- _DIRECTIONS FOR THIS TASK_
From the first record to the last, write each one out again exactly.

- _RECORD EXCERPTS_
PR #10244, opened 2022-08-19
Fixes #35235 - add name/label field validation to CreateContentViewForm

lfu:
Add name/label field validation to CreateContentViewForm

- Create Content View
- Name could have any characters. There is no validation from UI side at all. But the special characters in name would be replaced with `_` in label.
- Input `Label` with special characters other than `-` and `_` which should make an error message under the Label field and the `Create Content View` button should be disabled.

### DIFF
--- a/webpack/scenes/ContentViews/Create/CreateContentViewForm.js
+++ b/webpack/scenes/ContentViews/Create/CreateContentViewForm.js
@@ -25,6 +25,18 @@ const CreateContentViewForm = ({ setModalOpen }) => {
   const [redirect, setRedirect] = useState(false);
   const [saving, setSaving] = useState(false);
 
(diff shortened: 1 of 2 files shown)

- _SOLUTION_
PR #10244, opened 2022-08-19
Fixes #35235 - add name/label field validation to CreateContentViewForm

lfu:
Add name/label field validation to CreateContentViewForm

- Create Content View
- Name could have any characters. There is no validation from UI side at all. But the special characters in name would be replaced with `_` in label.
- Input `Label` with special characters other than `-` and `_` which should make an error message under the Label field and the `Create Content View` button should be disabled.

### DIFF
--- a/webpack/scenes/ContentViews/Create/CreateContentViewForm.js
+++ b/webpack/scenes/ContentViews/Create/CreateContentViewForm.js
@@ -25,6 +25,18 @@ const CreateContentViewForm = ({ setModalOpen }) => {
   const [redirect, setRedirect] = useState(false);
   const [saving, setSaving] = useState(false);
 
(diff shortened: 1 of 2 files shown)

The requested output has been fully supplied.